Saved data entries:
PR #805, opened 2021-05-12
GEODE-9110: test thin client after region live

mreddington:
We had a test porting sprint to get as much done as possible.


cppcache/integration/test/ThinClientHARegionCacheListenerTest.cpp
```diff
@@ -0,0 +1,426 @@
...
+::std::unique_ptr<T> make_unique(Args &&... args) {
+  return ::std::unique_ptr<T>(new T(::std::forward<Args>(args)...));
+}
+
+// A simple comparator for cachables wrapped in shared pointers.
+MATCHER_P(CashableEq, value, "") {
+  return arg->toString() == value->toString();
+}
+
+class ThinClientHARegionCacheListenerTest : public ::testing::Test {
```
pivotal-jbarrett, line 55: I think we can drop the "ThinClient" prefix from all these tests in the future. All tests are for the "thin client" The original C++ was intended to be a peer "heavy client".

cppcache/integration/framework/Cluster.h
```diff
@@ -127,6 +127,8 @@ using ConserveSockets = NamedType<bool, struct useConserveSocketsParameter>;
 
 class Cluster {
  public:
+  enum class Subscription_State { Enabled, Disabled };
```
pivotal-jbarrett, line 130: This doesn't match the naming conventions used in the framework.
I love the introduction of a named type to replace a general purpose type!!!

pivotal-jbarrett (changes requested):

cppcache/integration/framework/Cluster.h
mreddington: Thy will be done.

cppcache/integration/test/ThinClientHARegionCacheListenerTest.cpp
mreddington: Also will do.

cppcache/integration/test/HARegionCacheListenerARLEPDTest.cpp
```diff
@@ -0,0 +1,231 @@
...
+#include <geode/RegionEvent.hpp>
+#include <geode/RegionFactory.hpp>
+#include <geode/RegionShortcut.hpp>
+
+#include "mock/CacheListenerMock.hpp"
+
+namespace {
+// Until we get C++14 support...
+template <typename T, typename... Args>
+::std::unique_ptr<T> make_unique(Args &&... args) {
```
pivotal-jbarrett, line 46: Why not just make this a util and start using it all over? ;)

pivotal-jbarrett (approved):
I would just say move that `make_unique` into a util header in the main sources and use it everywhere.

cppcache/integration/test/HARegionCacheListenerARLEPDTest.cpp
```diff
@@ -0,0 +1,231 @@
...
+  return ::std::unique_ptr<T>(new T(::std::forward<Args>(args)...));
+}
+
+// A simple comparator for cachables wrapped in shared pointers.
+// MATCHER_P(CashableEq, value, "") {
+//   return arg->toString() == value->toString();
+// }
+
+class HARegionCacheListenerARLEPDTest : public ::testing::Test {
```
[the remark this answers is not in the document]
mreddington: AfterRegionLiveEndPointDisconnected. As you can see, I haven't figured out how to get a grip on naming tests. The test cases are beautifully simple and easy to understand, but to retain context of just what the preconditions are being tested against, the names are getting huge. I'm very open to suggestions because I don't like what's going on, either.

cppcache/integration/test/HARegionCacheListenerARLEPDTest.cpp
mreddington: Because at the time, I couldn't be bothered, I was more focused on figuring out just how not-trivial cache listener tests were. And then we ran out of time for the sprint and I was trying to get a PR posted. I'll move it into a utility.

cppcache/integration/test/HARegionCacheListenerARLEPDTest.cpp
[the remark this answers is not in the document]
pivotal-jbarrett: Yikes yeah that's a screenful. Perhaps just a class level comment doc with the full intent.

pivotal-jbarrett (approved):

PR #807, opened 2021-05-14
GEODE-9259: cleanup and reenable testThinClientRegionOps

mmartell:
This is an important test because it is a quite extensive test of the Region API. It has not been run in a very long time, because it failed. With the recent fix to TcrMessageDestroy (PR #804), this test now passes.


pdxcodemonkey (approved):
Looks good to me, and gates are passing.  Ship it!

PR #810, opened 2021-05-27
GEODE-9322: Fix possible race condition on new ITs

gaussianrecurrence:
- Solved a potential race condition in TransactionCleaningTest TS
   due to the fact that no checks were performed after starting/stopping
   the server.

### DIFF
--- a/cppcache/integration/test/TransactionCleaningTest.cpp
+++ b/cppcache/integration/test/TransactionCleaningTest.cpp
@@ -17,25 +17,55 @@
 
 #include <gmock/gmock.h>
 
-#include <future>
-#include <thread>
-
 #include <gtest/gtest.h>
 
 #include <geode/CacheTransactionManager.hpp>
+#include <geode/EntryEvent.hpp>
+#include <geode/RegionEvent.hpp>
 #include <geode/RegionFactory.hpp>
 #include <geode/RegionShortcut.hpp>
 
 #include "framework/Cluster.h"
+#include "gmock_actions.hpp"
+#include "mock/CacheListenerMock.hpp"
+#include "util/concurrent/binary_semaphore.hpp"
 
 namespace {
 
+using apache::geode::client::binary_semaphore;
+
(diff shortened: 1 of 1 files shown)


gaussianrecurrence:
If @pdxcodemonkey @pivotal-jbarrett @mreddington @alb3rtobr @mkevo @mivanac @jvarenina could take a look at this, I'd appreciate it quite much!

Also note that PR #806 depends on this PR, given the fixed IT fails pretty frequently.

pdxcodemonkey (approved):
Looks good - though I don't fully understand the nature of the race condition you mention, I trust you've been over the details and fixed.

EXERCISE DETAILS: When you answer, repeat every record exactly, omitting nothing.

EXPECTED OUTPUT:
PR #805, opened 2021-05-12
GEODE-9110: test thin client after region live

mreddington:
We had a test porting sprint to get as much done as possible.


cppcache/integration/test/ThinClientHARegionCacheListenerTest.cpp
```diff
@@ -0,0 +1,426 @@
...
+::std::unique_ptr<T> make_unique(Args &&... args) {
+  return ::std::unique_ptr<T>(new T(::std::forward<Args>(args)...));
+}
+
+// A simple comparator for cachables wrapped in shared pointers.
+MATCHER_P(CashableEq, value, "") {
+  return arg->toString() == value->toString();
+}
+
+class ThinClientHARegionCacheListenerTest : public ::testing::Test {
```
pivotal-jbarrett, line 55: I think we can drop the "ThinClient" prefix from all these tests in the future. All tests are for the "thin client" The original C++ was intended to be a peer "heavy client".

cppcache/integration/framework/Cluster.h
```diff
@@ -127,6 +127,8 @@ using ConserveSockets = NamedType<bool, struct useConserveSocketsParameter>;
 
 class Cluster {
  public:
+  enum class Subscription_State { Enabled, Disabled };
```
pivotal-jbarrett, line 130: This doesn't match the naming conventions used in the framework.
I love the introduction of a named type to replace a general purpose type!!!

pivotal-jbarrett (changes requested):

cppcache/integration/framework/Cluster.h
mreddington: Thy will be done.

cppcache/integration/test/ThinClientHARegionCacheListenerTest.cpp
mreddington: Also will do.

cppcache/integration/test/HARegionCacheListenerARLEPDTest.cpp
```diff
@@ -0,0 +1,231 @@
...
+#include <geode/RegionEvent.hpp>
+#include <geode/RegionFactory.hpp>
+#include <geode/RegionShortcut.hpp>
+
+#include "mock/CacheListenerMock.hpp"
+
+namespace {
+// Until we get C++14 support...
+template <typename T, typename... Args>
+::std::unique_ptr<T> make_unique(Args &&... args) {
```
pivotal-jbarrett, line 46: Why not just make this a util and start using it all over? ;)

pivotal-jbarrett (approved):
I would just say move that `make_unique` into a util header in the main sources and use it everywhere.

cppcache/integration/test/HARegionCacheListenerARLEPDTest.cpp
```diff
@@ -0,0 +1,231 @@
...
+  return ::std::unique_ptr<T>(new T(::std::forward<Args>(args)...));
+}
+
+// A simple comparator for cachables wrapped in shared pointers.
+// MATCHER_P(CashableEq, value, "") {
+//   return arg->toString() == value->toString();
+// }
+
+class HARegionCacheListenerARLEPDTest : public ::testing::Test {
```
[the remark this answers is not in the document]
mreddington: AfterRegionLiveEndPointDisconnected. As you can see, I haven't figured out how to get a grip on naming tests. The test cases are beautifully simple and easy to understand, but to retain context of just what the preconditions are being tested against, the names are getting huge. I'm very open to suggestions because I don't like what's going on, either.

cppcache/integration/test/HARegionCacheListenerARLEPDTest.cpp
mreddington: Because at the time, I couldn't be bothered, I was more focused on figuring out just how not-trivial cache listener tests were. And then we ran out of time for the sprint and I was trying to get a PR posted. I'll move it into a utility.

cppcache/integration/test/HARegionCacheListenerARLEPDTest.cpp
[the remark this answers is not in the document]
pivotal-jbarrett: Yikes yeah that's a screenful. Perhaps just a class level comment doc with the full intent.

pivotal-jbarrett (approved):

PR #807, opened 2021-05-14
GEODE-9259: cleanup and reenable testThinClientRegionOps

mmartell:
This is an important test because it is a quite extensive test of the Region API. It has not been run in a very long time, because it failed. With the recent fix to TcrMessageDestroy (PR #804), this test now passes.


pdxcodemonkey (approved):
Looks good to me, and gates are passing.  Ship it!

PR #810, opened 2021-05-27
GEODE-9322: Fix possible race condition on new ITs

gaussianrecurrence:
- Solved a potential race condition in TransactionCleaningTest TS
   due to the fact that no checks were performed after starting/stopping
   the server.

### DIFF
--- a/cppcache/integration/test/TransactionCleaningTest.cpp
+++ b/cppcache/integration/test/TransactionCleaningTest.cpp
@@ -17,25 +17,55 @@
 
 #include <gmock/gmock.h>
 
-#include <future>
-#include <thread>
-
 #include <gtest/gtest.h>
 
 #include <geode/CacheTransactionManager.hpp>
+#include <geode/EntryEvent.hpp>
+#include <geode/RegionEvent.hpp>
 #include <geode/RegionFactory.hpp>
 #include <geode/RegionShortcut.hpp>
 
 #include "framework/Cluster.h"
+#include "gmock_actions.hpp"
+#include "mock/CacheListenerMock.hpp"
+#include "util/concurrent/binary_semaphore.hpp"
 
 namespace {
 
+using apache::geode::client::binary_semaphore;
+
(diff shortened: 1 of 1 files shown)


gaussianrecurrence:
If @pdxcodemonkey @pivotal-jbarrett @mreddington @alb3rtobr @mkevo @mivanac @jvarenina could take a look at this, I'd appreciate it quite much!

Also note that PR #806 depends on this PR, given the fixed IT fails pretty frequently.

pdxcodemonkey (approved):
Looks good - though I don't fully understand the nature of the race condition you mention, I trust you've been over the details and fixed.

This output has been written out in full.